Leather Care Guide

Full Grain Bridle Leather

Not every designer states what leather was used to make their products, but we're proud to state that we use only full-grain naturally tanned bridle leathers to make our folio bags. Full-grain leather is the strongest and most durable; over the life of the product the leather will mature through interaction with its surroundings and will improve in appearance, acquiring a natural vintage patina (especially in our London Tan finish).

Care Guide

Leather has been around for as long as men have been hunters and is well known for its durability, versatility and strength. With a bit of care and attention it will last you a life-time.

As each bag inherits the unique character of the leather hide it came from, please expect variation in the texture and colour of your bag.

It's difficult to remove stains from leather, so take care with loose items such as pens or toiletries. Fresh stains such as food or drink should be gently cleaned as soon as possible with a slightly damp cloth or a leather cleaner. Oil, grease and ink are nearly impossible to remove. Be sure to test a small non-visible area before using any cleaning or polish products; always apply with a cloth and never directly onto the leather.

As durable as leather is, it's not waterproof, so if its pouring with rain it might be better to use a different bag. However if it does get wet, gently blot with paper towel and allow it to dry out naturally.

We advise that you 'feed' the leather with a wax or a leather conditioning cream at least once or twice a year to keep it supple and stop it from drying out.

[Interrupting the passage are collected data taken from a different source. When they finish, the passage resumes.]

PR #7049, opened 2024-04-19
Add some White Balance and add Russian Tranlation

ghost:


Lawrence37:
Thanks for the translations @Iliya5digital!

Regarding the white balance profiles, I don't think they should be bundled with RawTherapee. They are quite specific, affecting only the color temperature. There are alternatives to quickly setting the color temperature in most cases. For niche applications, users can add profiles to their own installations.

Lawrence37:
@Iliya5digital Could you please create separate pull requests for the translation and white balance additions? Also, I think the profiles are unnecessary (they also need some trimming because they total almost 25k lines), especially as the WB presets are in the WB tool.

ghost:
how do I make separate separate pull requests for the translation and white balance additions?

Lawrence37:
You need to separate your changes into different branches, then open a pull request for each branch.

When you're not using your bag make sure to store it in its dust bag; for longer storage stuff, it with paper or bubble wrap to help keep its shape.

Leather Guide

Full-grain leather

The highest quality, these hides are from just below the hair and have not been sanded, buffed, or snuffed (as opposed to top-grain or corrected leather) to remove imperfections or natural marks on the surface of the hide. The grain remains ensuring fibre strength and durability. The grain also has breathability, resulting in less moisture from prolonged contact. Rather than wearing out, it will develop a patina over time.

Top-grain leather

The most common type used in high-end leather products, is the second-highest quality. It has had the "split" layer separated away, making it thinner and more pliable than full-grain. Its surface has been sanded and a finish coat added to the surface which results in a colder, plastic feel with less breathability; resultantly it will not develop a natural patina. It is typically less expensive and has greater resistance to stains than full-grain leather, so long as the finish remains unbroken.

Corrected-grain leather

Any leather that has had an artificial grain applied to its surface. The hides used to create corrected leather do not meet the standards for use in creating vegetable-tanned or aniline leather. The imperfections are corrected or sanded off, and an artificial grain impressed into the surface and dressed with stain or dyes. Most corrected-grain leather is used to make pigmented leather as the solid pigment helps hide the corrections or imperfections. Corrected grain leathers can mainly be bought as two finish types: semi-aniline and pigmented.

Split leather

A leather created from the fibrous part of the hide left once the top-grain of the rawhide has been separated from the hide. During the splitting operation, the top-grain and drop split are separated. The drop split can be further split (thickness allowing) into a middle split and a flesh split. In very thick hides, the middle split can be separated into multiple layers until the thickness prevents further splitting. Split leather then has an artificial layer applied to the surface of the split and is embossed with a leather grain (bycast leather).

Splits are also used to create suede. The strongest suedes are usually made from grain splits (that have the grain completely removed) or from the flesh split that has been shaved to the correct thickness. Suede is "fuzzy" on both sides. Manufacturers use a variety of techniques to make suede from full-grain. A reversed suede is a grained leather that has been designed into the leather article with the grain facing away from the visible surface. It is not considered to be a true form of suede.